Both the Sixers' Ben Simmons and Nuggets' Jamal Murray are being extended from their rookie contracts for five years and $170 million. A third member of that same 2016 draft class, the Celtics' Jaylen Brown, can't expect the same from Danny Ainge - at least not yet. Extending players on rookie contracts is a rare occurrence for Danny. It could still happen, but not before Ainge gets to analyze Brown's play this coming season and how that performance meshes with the rest of the team.


Jaylen's minutes were reduced significantly last season from his 2017-18 campaign, and his numbers dropped accordingly. Still, on a per-36-minute basis, he showed 16.4 PPG, 6.8 RPG, 1.3 APG and only 2.0 TOPG, while hitting 51% on field goals, 35% on treys and 77% on free throws. With increased floor time and improvement in specific areas (read: passing), Danny may break down and lock him in long-term, maybe before he looks as old as this image projects.


With Kyrie Irving, Al Horford, Marcus Morris, Terry Rozier and Aron Baynes gone from the scene, a lot of new faces means a fresh start - and uncertainty about roles. That wing position is indeed crowded, and allotting significant minutes for everybody may be impossible. And that may mean a trade. Danny has the daunting task of determining what lineups will produce optimum results - and that means a long playoff run.

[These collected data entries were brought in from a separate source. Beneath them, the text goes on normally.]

PR #5737, opened 2018-02-02
Correctly support multiple classes with the same name

cmelchior:
When #5280 was merged, it was stipulated that it would mean having two model classes with the same name would be supported.

It turned out this was not fully tested and thus didn't work. In particular we had problems with multiple proxy classes being created with the same name.

This was fixed by changing the naming scheme for proxy classes, so they now include the package name, i.e. from `PersonRealmProxy` to `some_package_PersonRealmProxy`. We cannot use the internal name as that might be an illegal Java class like "!Person". After this changed it also turned out that backlinks didn't work correctly in the case of conflicting classes. This was fixed as well.   

So in summary, this PR consists of:

1) Proxy classes renamed from `<SimpleName>RealmProxy` to <my_package_SimpleName>RealmProxy`. Proxy interfaces were changed in a similar way. 

2) Referencing classes by simple names can lead to subtle bugs, so removed that functionality from the Realm annotation processor where I could.

3) Backlinks use the terms Target and Source, where Source is the object linking normally to Target, so the backlink goes from Target to Source. In some places this terminology was mixed. This has been cleaned up as well.

4) No CHANGELOG entry as this is just fixing bugs in unreleased functionality.


Zhuinden:
Hey, this resolves the limitation in the docs

> It is not possible to have two model classes with the same name in different packages.

That's useful! :+1: :confetti_ball:

cmelchior:
Yes, but it only works if you provide a custom name using `@RealmClass(name = "nonConflictingName") in one of the classes. The internal names are still not allowed to conflict.

Zhuinden:
@cmelchior technically I was thinking about the use-case of having a `v1` folder and a `v2` folder for RealmObjects, in two different Realm files.

cmelchior:
Yes, that should also work. You probably want to separate them into modules in that case, so you don't have to think about changing the underlying name, like:

```
@RealmModule(classes = { my.package.v1.User.class })
public class ApiV1 {} 

@RealmModule(classes = { my.package.v2.User.class })
public class ApiV1 {} 
```

Zhuinden:
Yep, that's exactly what I had in mind! :slightly_smiling_face: :

realm/realm-library/src/androidTest/java/io/realm/entities/conflict/AllJavaTypes.java
```diff
@@ -0,0 +1,26 @@
...
+ * See the License for the specific language governing permissions and
+ * limitations under the License.
+ */
+package io.realm.entities.conflict;
+
+import io.realm.RealmObject;
+import io.realm.annotations.RealmClass;
+
+// Potential conflict with `io.realm.entities.AllJavaTypes` but proxy classes should be generated
+// using the internal name (Which do not conflict)
```
nhachicha: is there a test for this?

cmelchior: Yes, both the annotation processor and the test suite now have classes that conflict with the Simple name, but not the internal one.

Jaylen is only 22 years old, and General Managers around the League drool over 6'7", young, talented wings. NBA talents are human. Many tend to sulk and feel not wanted when they think they are being ignored. With all the turmoil and hard feelings from last season, Ainge may want to lock in Jaylen early, but don't count on it. I see the trade deadline as the earliest we would see an extension for Brown, and even that is unlikely. Danny needs to see what he's got in this team.